Department of Medicine, Brigham and Women's Hospital, Boston, MA, USA.
Public Health Rep. 2010 Nov-Dec;125(6):843-50. doi: 10.1177/003335491012500611.
Electronic health records (EHRs) have the potential to improve completeness and timeliness of tuberculosis (TB) surveillance relative to traditional reporting, particularly for culture-negative disease. We report on the development and validation of a TB detection algorithm for EHR data followed by implementation in a live surveillance and reporting system.
We used structured electronic data from an ambulatory practice in eastern Massachusetts to develop a screening algorithm aimed at achieving 100% sensitivity for confirmed active TB with the highest possible positive predictive value (PPV) for physician-suspected disease. We validated the algorithm in 16 years of retrospective electronic data and then implemented it in a real-time EHR-based surveillance system. We assessed PPV and the completeness of case capture relative to conventional reporting in 18 months of prospective surveillance.

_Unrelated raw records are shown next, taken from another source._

PR #2208, opened 2020-10-05
clear scene when joining a room

dwelle:
When joining a room, we don't want the local scene to be potentially merged into the remote one.

This PR clears the scene before joining the room (not when creating one).

### DIFF
--- a/src/components/App.tsx
+++ b/src/components/App.tsx
@@ -810,10 +810,6 @@ class App extends React.Component<ExcalidrawProps, AppState> {
       .querySelector(".excalidraw")
       ?.classList.toggle("Appearance_dark", this.state.appearance === "dark");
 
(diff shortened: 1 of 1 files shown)


src/components/App.tsx
```diff
@@ -597,6 +609,9 @@ class App extends React.Component<ExcalidrawProps, AppState> {
     }
 
     if (isCollaborationScene) {
+      // when joining a room we don't want user's local scene data to be merged
+      //  into the remote scene
+      this.resetScene();
       this.initializeSocketClient({ showLoadingState: true });
```
vjeux, line 615: How many callsites do we have of this? Should we reset the scene when we show loading state to true?

vjeux (approved):

vjeux (approved):

PR #2210, opened 2020-10-06
Show error message when canvas to export is too big (#1256)

### LINKED ISSUE #1256: Proper error message when exported canvas is too large
See: https://github.com/excalidraw/excalidraw/issues/1246#issuecomment-609554365

We should mention the max size and let user know they can select which elements they want and retry.

### LINKED ISSUE #2156: Encounters an error whenever Export is clicked in Firefox 80.0.1 (macOS)
The scene can be exported when it is loaded in Chrome however.

Screen Shot 2020-09-12 at 3 17 42 pm

### Scene content
Content is too long. A file is attached.
[week6-solutions.excalidraw.zip](https://github.com/excalidraw/excalidraw/files/5212223/week6-solutions.excalidraw.zip)

### Sentry Error ID

486bb8b86afe43ce89141d6c8ceac727

jackdbd:
fix #1256, fix #2156

The maximum width, height, and area of a canvas element depend
on the browser and—unfortunately—they are not exposed by the
Canvas API.

This commit introduces:

- a simple heuristic to avoid trying (and failing) to render the
scene when the canvas area is to big;
- a message to warn the user that with such a big canvas, the PNG export
will not available.

See also:
- https://developer.mozilla.org/en-US/docs/Web/HTML/Element/canvas
- https://github.com/jhildenbiddle/canvas-size


jackdbd:
I introduced a new constant to avoid calling `renderScene()` when the canvas area is too big.

As a test drawing I used the file from the `debug.zip` archive mentioned in https://github.com/excalidraw/excalidraw/issues/1246#issuecomment-609493556. It's roughly a 21271 px * 14005 px canvas (for a total area of `297,900,355` px * px), so it exceeds the maximum canvas area supported by Chrome and Chromium (268,435,456 px * px).

I tested the fix on:
- Chromium Version 85.0.4183.121
- Firefox 81.0 (64-bit)
- Firefox Nightly 83.0a1 (2020-09-28) (64-bit)

Note that calling `renderScene()` on Chromium causes the behavior shown here https://github.com/excalidraw/excalidraw/issues/1246#issuecomment-609554365, but on Firefox and Firefox Nightly the browser crashes altogether. In particular, it's `context.scale(scale, scale)` that causes the crash. That's why I think it's important to avoid calling `renderScene()` if the canvas is too big.

Even if the canvas is too big, the SVG might still be exported succesfully. The SVG export from the file in `debug.zip` is 6.7 MB and can downloaded and opened without any issue in Inkscape.

Here is the message shown in the export dialog.

message-canvas-is-too-big

src/components/ExportDialog.tsx
```diff
@@ -71,9 +71,31 @@ const ExportModal = ({
...
+      h3.innerText = "Canvas too big for PNG export";
+      // h3.innerText = t("alerts.CanvasTooBigForPNGExport");
+      p.innerHTML = `Cannot show preview image, nor export your drawing as PNG.
+      <br>
+      SVG Export might still work though.
+      <hr/>
+      <em>Tip</em>: try moving the farthest elements a bit closer together.`;
+      div.appendChild(h3);
+      div.appendChild(p);
+      previewNode?.appendChild(div);
```
dwelle, line 91: You may want to render this as a JSX prop. Either way, let's add these to `en.json` and use these via `t()` i18n helper.

jackdbd: Do you mean using a prop for the message `<div>`? The problem is that only when `useEffect` kicks in we know that the canvas is too big. I also though about rendering the message in the canvas, but it seemed more complex than this solution.

As for the i18n helper, I have never used Crowdin so I wasn't sure where to put the text string and its translation. I'll fix it later.

jackdbd: I think it makes sense to disable the `PNG` button if the canvas can't be exported as `.png`, but since `ToolButton` doesn't accept a `disabled` prop I didn't want to introduce new code.

dwelle: > Do you mean using a prop for the message <div>? 

Sorry, I wanted to say use something like this:

```
const [previewErrorMessage, setPreviewErrorMessage] = useState<null | JSX.Element>(null);

useEffect(() => {
	/* create canvas*/
	if (canvas) {
	   setPreviewErrorMessage(null);
	   /* render canvas imperatively as we do now */
	} else {
	  setPreviewErrorMessage(<>/* your error message stuff here */</>);
	}
}, [/*...*/]);

/*...*/
  return (
    <div className="ExportDialog">
      <div className="ExportDialog__preview" ref={previewRef}>
        {previewErrorMessage}
      </div>
```

The above could potentially have a render race condition, though (I'm not sure what react does to Node's children when you try to render `null` as the child -- but doesn't react just append instead of rewriting the node's existing content anyway? Mhm...).

> As for the i18n helper, I have never used Crowdin so I wasn't sure where to put the text string and its translation. I'll fix it later.

Just split the messages into separate strings and put them to `en.json` file, you don't need to set up anything else.

> I think it makes sense to disable the PNG button if the canvas can't be exported as .png, 

Agreed, that tripped me up as well.

src/scene/export.ts
```diff
@@ -51,6 +55,11 @@ export const exportToCanvas = (
 
   const tempCanvas: any = createCanvas(width, height);
 
+  if (tempCanvas.width * tempCanvas.height > MAX_CANVAS_AREA) {
+    // console.log(`tempCanvas area too big: ${tempCanvas.width * tempCanvas.height}`);
```
lipis, line 59: remove this line..

lipis (changes requested):

src/components/ExportDialog.tsx
```diff
@@ -71,9 +71,31 @@ const ExportModal = ({
...
+
+    let div: HTMLDivElement | undefined;
+    if (canvas) {
+      previewNode?.appendChild(canvas);
+    } else {
+      const h3 = document.createElement("h3");
+      const p = document.createElement("p");
+      div = document.createElement("div");
+      h3.innerText = "Canvas too big for PNG export";
+      // h3.innerText = t("alerts.CanvasTooBigForPNGExport");
```
lipis, line 83: use it or remove it.

jackdbd: Using `innerHTML` or `dangerouslySetInnerHTML` didn't feel right to me, so I created a new React component: `ErrorCanvasPreview`.

dwelle:
@jackdbd I removed the current heuristic because it didn't detect many cases where the canvas was too big, but not necessarily its area (width*height). Plus made sure we handle cases where it actually throws as error (e.g. #2156). I also simplified the error message (removed IT translation altogether — apart from it being out of date now, we should also make the translations on Crowdin).

We may still report non-size errors as "canvas may be too big" because we can't be really sure what the error was caused by, but better than nothing. I checked the `canvas-size` lib and that loops in steps to figure out if a given size still fits. That's not really a good solution.

Also made some unrelated fixes to error handling.

If you're happy, we can merge. /cc @lipis

jackdbd:
Yeah I saw how `canvas-size` tests whether a given size is still supported in the current browser. It might no be a good solution, but I can't think of any alternatives. As far as I know, no browsers expose their supported maximum canvas size.

I agree that your "canvas may too big" is a more appropriate message.

I think there might be quite a few cases where the PNG export is not available, while the SVG export is. And only very few cases where not even the SVG export is available. I think that 10k SVG nodes can still be rendered.

https://youtu.be/dlZvL7Ei0C0?t=1501

dwelle:
>  think there might be quite a few cases where the PNG export is not available, while the SVG export is. And only very few cases where not even the SVG export is available. I think that 10k SVG nodes can still be rendered.

I made the PNG export button error handling separate from the preview, even though in practice it'll be 1:1 coupled. But I wanted to avoid giving prognosis as to what will and will not work based on whether the preview rendered. Users will need to try out for themselves, at least until we can be reasonably certain what error are we getting (which we probably won't be).

Are we happy?

lipis (approved):
As long as we don't have hard limits and only memory limits I'm down!

src/locales/en.json
```diff
@@ -150,6 +151,11 @@
     "lineEditor_pointSelected": "Press Delete to remove point, CtrlOrCmd+D to duplicate, or drag to move",
     "lineEditor_nothingSelected": "Select a point to move or remove, or hold Alt and click to add new points"
   },
+  "errorCanvasPreview": {
+    "title": "Cannot show preview",
+    "description": "The canvas may be too big.",
```
lipis, line 156: This and line 124 are very similar.. can we get rid of one of them?

lipis: Makes it easier for all the translations.

lipis:
I left one comment regarding the strings.. we can reduce one and it's good to go.

src/locales/en.json
dwelle: Makes sense

PR #2217, opened 2020-10-07
Expose update scene via refs

ad1992:


dwelle:
We should either split `updateScene` into two functions—one to reconcile elements (what it's doing now), and one to replace all elements—or take a flag in the opts object (2nd param) to switch between the two behaviors.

The final algorithm required a prescription for pyrazinamide, an International Classification of Diseases, Ninth Revision (ICD-9) code for TB and prescriptions for two antituberculous medications, or an ICD-9 code for TB and an order for a TB diagnostic test. During validation, this algorithm had a PPV of 84% (95% confidence interval 78, 88) for physician-suspected disease. One-third of confirmed cases were culture-negative. All false-positives were instances of latent TB. In 18 months of prospective EHR-based surveillance with this algorithm, seven additional cases of physician-suspected active TB were detected, including two patients with culture-negative disease. A review of state health department records revealed no cases missed by the algorithm.
Live, prospective TB surveillance using EHR data is feasible and promising.
电子健康记录 (EHR) 有可能改善结核病 (TB) 监测的完整性和及时性,相对于传统报告,特别是对于培养阴性疾病。我们报告了一种用于 EHR 数据的 TB 检测算法的开发和验证,随后在实时监测和报告系统中实施。
我们使用马萨诸塞州东部一家门诊实践的结构化电子数据来开发一种筛选算法,旨在实现经证实的活动性 TB 的 100%敏感性,同时为医师怀疑的疾病获得尽可能高的阳性预测值 (PPV)。我们在 16 年的回顾性电子数据中验证了该算法,然后在实时基于 EHR 的监测系统中实施了该算法。我们在 18 个月的前瞻性监测中评估了相对于传统报告的 PPV 和病例捕获的完整性。
最终的算法需要开具吡嗪酰胺处方、TB 的国际疾病分类,第九版 (ICD-9) 代码以及两种抗结核药物的处方,或 TB 的 ICD-9 代码和 TB 诊断测试的医嘱。在验证期间,该算法对医师怀疑的疾病具有 84%的 PPV(95%置信区间 78,88)。三分之一的确诊病例为培养阴性。所有假阳性都是潜伏性 TB 的实例。在使用该算法进行 18 个月的前瞻性基于 EHR 的监测中,还发现了另外 7 例医师怀疑的活动性 TB 病例,其中包括 2 例培养阴性疾病患者。对州卫生部门记录的审查显示,没有遗漏任何病例。
使用 EHR 数据进行实时、前瞻性 TB 监测是可行且有前途的。